Starting with the feed his cattle eat, Hank Klosterman monitors everything down to the penny.
"Everything we do here is down to a detailed science," the cattle feeder says.
The same's true at Pillen Family Farms, where they say quiet pigs are happy pigs, and observers agree the hogs appear content.
Those pigs and Hank's cattle feed on corn and soybeans grown by family farmers, who also take their role seriously.
Bart Ruth farms between Shelby and Rising City. He said, "I think agriculture has a fantastic story to tell. I think technology we use today, record keeping we have, all those things would just amaze the average consumer if they'd get out and see it."
But the average consumer may not have that opportunity, so farmers band together through AFAN, the Alliance for the Future of Agriculture in Nebraska to share their story to industry leaders in media, health care, banking, and more.
"Have groups come visit so we can tell our story," Brock Pillen explained. "We go to schools, trying to tech younger generation where food comes from."
Through tours, they're able to explain practices like gestation crates that have been widely condemned.

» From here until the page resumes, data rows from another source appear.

PR #924, opened 2022-04-04
Implement passive witnessing functionality

Tyratox:
For the following messages, the frontend will automatically send witness messages for the following object / action combinations:

- election#cast_vote
- chirp#add
- chirp#delete
- reaction#add

These are exactly the messages that are signed using pop tokens and whose content is determined by other people and hence should not require a manual verification.

https://github.com/dedis/popstellar/blob/dabd3f94ff5329781d5e564b4d73f3a608b76adb/fe1-web/src/core/network/jsonrpc/messages/MessageRegistry.ts#L55-L90

https://github.com/dedis/popstellar/blob/dabd3f94ff5329781d5e564b4d73f3a608b76adb/fe1-web/src/features/witness/network/messages/WitnessRegistry.ts#L35-L69

There is a feature toggle in place that prevents the actual network messages from being sent.


lhmerino:
Perfect, sounds good.

lhmerino (dismissed):
Looks great!

fe1-web/src/core/network/jsonrpc/messages/__tests__/MessageRegistry.test.ts
```diff
@@ -1,3 +1,4 @@
+/* eslint-disable @typescript-eslint/dot-notation */
```
pierluca, line 1: why do you need to disable this ? are you trying to bypass the `private` field protection ? 

If so, a typical pattern is to create a `TestableMessageRegistry` which inherits from `MessageRegistry` and would somehow expose the ~~private~~ protected field. It makes the intention a tiny bit clearer.

fe1-web/src/core/network/jsonrpc/messages/MessageRegistry.ts
```diff
@@ -108,7 +113,17 @@ export class MessageRegistry {
...
+
+    const success = messageEntry.handle!(msg);
+
+    if (success) {
+      // execute all after processing handlers
+      for (const handler of this.afterProcessingHandlers) {
+        handler(msg);
+      }
+    }
+
```
pierluca, line 125: this feels very ad-hoc.

It's true that we could image a pre-processing and post-processing of `ProcessableMessage`, but I could imagine that we may have scenarios where a given pre-processing or post-processing applies to one message but not the other.

Taking a step back, do we really need something like this ? I'd opt for YAGNI 😅

fe1-web/src/features/witness/network/messages/WitnessRegistry.ts
```diff
@@ -0,0 +1,78 @@
+import { ActionType, MessageData, ObjectType } from 'core/network/jsonrpc/messages';
```
pierluca, line 1: why duplicate this and not add a field in `MessageRegistry` ?

fe1-web/src/features/witness/network/index.ts
```diff
@@ -1,18 +1,63 @@
...
     ActionType.WITNESS,
-    handleWitnessMessage,
+    handleWitnessMessage(config.getCurrentLao),
     WitnessMessage.fromJson,
   );
-}
+
+  config.messageRegistry.addAfterProcessingHandler(
+    afterMessageProcessingHandler(config.enabled /* config.isLaoWitness */),
+  );
```
pierluca, line 62: here we're hooking up to message registry / message processing directly.
It feels a bit ad-hoc, even though the solution was developed to be generic.

what if instead we hooked up to the store and watched messages being marked as processed (e.g. the `processMessages` event in the `MessageReducer`) ? (as we discussed today for the election key problem)

I see more code / more logic as a clear disadvantage of what I'm saying, but it'd also be purely centralized in the `witness` feature and a feature couldn't, on its own, break the message registry logic.

as a completely different approach, we could also envision the `processMessages` action to be wrapped in a thunk, so that pre-processors and post-processors can be added at that level (in a completely transparent way to the message registry).

Any thoughts ? The current implementation is fine anyhow, I'm just wondering what would look better😄

fe1-web/src/core/network/jsonrpc/messages/MessageRegistry.ts
Tyratox: I will re-implement it using redux 👍

fe1-web/src/core/network/jsonrpc/messages/__tests__/MessageRegistry.test.ts
Tyratox: Given that `afterProcessingHandlers` are removed anyway, this problem is solved as well :)
But yes, I agree. But it is not straight forward to do so, since I actually want to test the `MessageRegistry` and not some `TestableMessageRegistry`. Extending the class should work though 🤔

fe1-web/src/features/witness/network/messages/WitnessRegistry.ts
Tyratox: My thought was that it should be inside the feature and not part of the core?

fe1-web/src/features/witness/network/index.ts
Tyratox: Yes I think that is much nicer! I'll try to implement this using a store watcher now :)

fe1-web/src/core/keypair/__mocks__/KeyPairStore.ts
```diff
@@ -0,0 +1,19 @@
...
+import { mockKeyPair } from '__tests__/utils';
+
+import { KeyPair } from '../../objects';
+
+let keyPair: KeyPair = mockKeyPair;
+
+export namespace KeyPairStore {
+  export const store = jest.fn<void, [KeyPair]>().mockImplementation((kp: KeyPair) => {
+    keyPair = kp;
+  });
```
Xelowak, line 12: Can't you write it like this? I feel like it's clearer and less verbose. Not sure about it though. 
```suggestion
  export const store = jest.fn<void, [KeyPair]>((kp: KeyPair) => {
    keyPair = kp;
  });
```
The same would apply to the function below and to every function where you called `.mockImplementation()`.

fe1-web/src/features/lao/functions/lao.ts
```diff
@@ -23,6 +23,12 @@ export const getCurrentLao = () => {
  */
 export const getCurrentLaoId = () => selectCurrentLaoId(getStore().getState());
 
+/**
+ * Returns whether the user is witness of the current lao
+ * @returns Whether the user is witness of the current lao
```
Xelowak, line 28: This feels a little bit repetitive.

fe1-web/src/features/lao/interface/Configuration.ts
```diff
@@ -65,11 +65,17 @@ export interface LaoConfigurationInterface extends FeatureInterface {
     useLaoList: () => Lao[];
 
     /**
-     * Checks whether the current user is the organizer of the current lao
-     * @returns Whether the current user is the organizer of the current lao
+     * Checks whether the current user is an organizer of the current lao
+     * @returns Whether the current user is an organizer of the current lao
```
Xelowak, line 69: Same comment.

fe1-web/src/features/witness/network/WitnessStoreWatcher.ts
```diff
@@ -0,0 +1,102 @@
...
+export const afterMessageProcessingHandler =
+  (
+    enabled: WitnessConfiguration['enabled'],
+    /* isLaoWitness: WitnessConfiguration['isLaoWitness'] */
+  ) =>
+  (msg: ExtendedMessage) => {
+    const entry = getWitnessRegistryEntry(msg.messageData);
+
+    if (entry) {
+      // we have a wintessing entry for this message type
```
Xelowak, line 25: Just a typo.
```suggestion
      // we have a witnessing entry for this message type
```

fe1-web/src/features/witness/network/messages/WitnessRegistry.ts
Xelowak: I agree that it's part of the feature, but on the other side it could easily fit in the `MessageRegistry`, as all features depend on this too. Maybe you can talk about it with @0xdieman.

fe1-web/src/features/witness/network/messages/WitnessRegistry.ts
```diff
@@ -0,0 +1,78 @@
...
+  NOTIFY_ADD,
+  DELETE,
+  NOTIFY_DELETE,
+} = ActionType;
+
+export enum WitnessingType {
+  'NO_WITNESSING',
+  'PASSIVE',
+  'ACTIVE',
+}
```
Xelowak, line 27: Making a string-valued enum might help when debugging.

fe1-web/src/features/witness/network/messages/WitnessRegistry.ts
```diff
@@ -0,0 +1,78 @@
...
+  [k(CHIRP, ADD), { type: WitnessingType.PASSIVE }],
+  [k(CHIRP, NOTIFY_ADD), { type: WitnessingType.NO_WITNESSING }],
+  [k(CHIRP, DELETE), { type: WitnessingType.PASSIVE }],
+  [k(CHIRP, NOTIFY_DELETE), { type: WitnessingType.NO_WITNESSING }],
+
+  // Reactions
+  [k(REACTION, ADD), { type: WitnessingType.PASSIVE }],
+]);
+
+export const getWitnessRegistryEntry = (data: MessageData): WitnessEntry => {
```
Xelowak, line 71: Is it really relevant to get the whole `WitnessEntry`? I think it would be better to get each part individually (so the `WitnessingType` only for now), so that you don't have to use the object once retrieved.

fe1-web/src/features/witness/network/messages/__tests__/WitnessRegistry.test.ts
```diff
@@ -0,0 +1,21 @@
...
+
+import { getWitnessRegistryEntry } from '../WitnessRegistry';
+
+describe('WitnessRegistry', () => {
+  it('returns entries for valid message data input', () => {
+    getWitnessRegistryEntry({ object: ObjectType.ELECTION, action: ActionType.SETUP });
+    getWitnessRegistryEntry({ object: ObjectType.ELECTION, action: ActionType.OPEN });
+    getWitnessRegistryEntry({ object: ObjectType.ELECTION, action: ActionType.CAST_VOTE });
+    getWitnessRegistryEntry({ object: ObjectType.ELECTION, action: ActionType.END });
+  });
```
Xelowak, line 14: You're not actually testing anything there, right? For it to become relevant, you should add a check to the entries, but then it means that updating the registry would imply updating the test, which is not practical.

Xelowak (commented):
Nice addition !
Thanks for all the documentation you added to your code, but I think that some of it is really too repetitive. When a function only returns a boolean, I think one sentence is enough to describe it, otherwise it becomes a little bit cumbersome.

fe1-web/src/features/witness/network/messages/WitnessRegistry.ts
Tyratox: 👍 I will do that! :)

fe1-web/src/core/keypair/__mocks__/KeyPairStore.ts
Tyratox: Oh, indeed this is much nicer! I did not know about this, thank you! 😁

fe1-web/src/features/lao/functions/lao.ts
Tyratox: 👍

fe1-web/src/features/lao/interface/Configuration.ts
Tyratox: 👍

fe1-web/src/features/witness/network/messages/__tests__/WitnessRegistry.test.ts
Tyratox: Well yes & no, the purpose of this test was to check whether it throws an error or not but I'll make this more explicit!

fe1-web/src/features/witness/network/index.ts
```diff
@@ -1,18 +1,28 @@
...
     WitnessMessage.fromJson,
   );
-}
+
+  // listen for new processable messages
+  const store = getStore();
+  store.subscribe(makeWitnessStoreWatcher(store, afterMessageProcessingHandler(config.enabled)));
+  /* config.messageRegistry.addAfterProcessingHandler(
+    afterMessageProcessingHandler(config.enabled, config.isLaoWitness),
+  ); */
```
0xdieman, line 27: Did you leave this on purpose ?
Also, I'm not sure I understand the difference between those two, is it that if the handler fails, the entire message processing fails, when the subscribing way only "watches" (does not influence the processing logic even if it fails)?

0xdieman (approved):

fe1-web/src/features/witness/network/index.ts
Tyratox: Oh whoops no, thank you!

Both approaches would have not make the message processing fail, the watcher approach is just a bit more "clean" since it directly reacts to state changes (when messages are added) and not to network events :)

For the other approach I had to add an additional `addAfterProcessingHandler` which is no longer needed with the store watcher :)

Xelowak (commented):
Thanks a lot for all the changes! Since I don't know if you made a decision about the WitnessRegistry, I'll let you merge this branch when ready.

Xelowak (approved):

The Pillens say it keeps hogs comfortable and healthy, but say they can only blame themselves for failing to explain practices they believe in.
Sarah Pillen said, "By and large have done a poor job of telling our story and bottom line is we wouldn't all be here today if we didn't care and do things the right way."
Groups like the soybean board fund AFAN, to tell Nebraskans how important a farmer or rancher like Hank is.
"When he's making that kind of money, he's going back in turn and spending dollars on main street for local town and that's huge to us," Klosterman said.
Hank provides space to keep cattle stress free, while Brock and Sarah maintain a biosecure area to keep pigs healthy.
And genetically modified crops allow the Ruths to use less water and chemicals.
In all cases, they're doing more with less, to feed the world they say.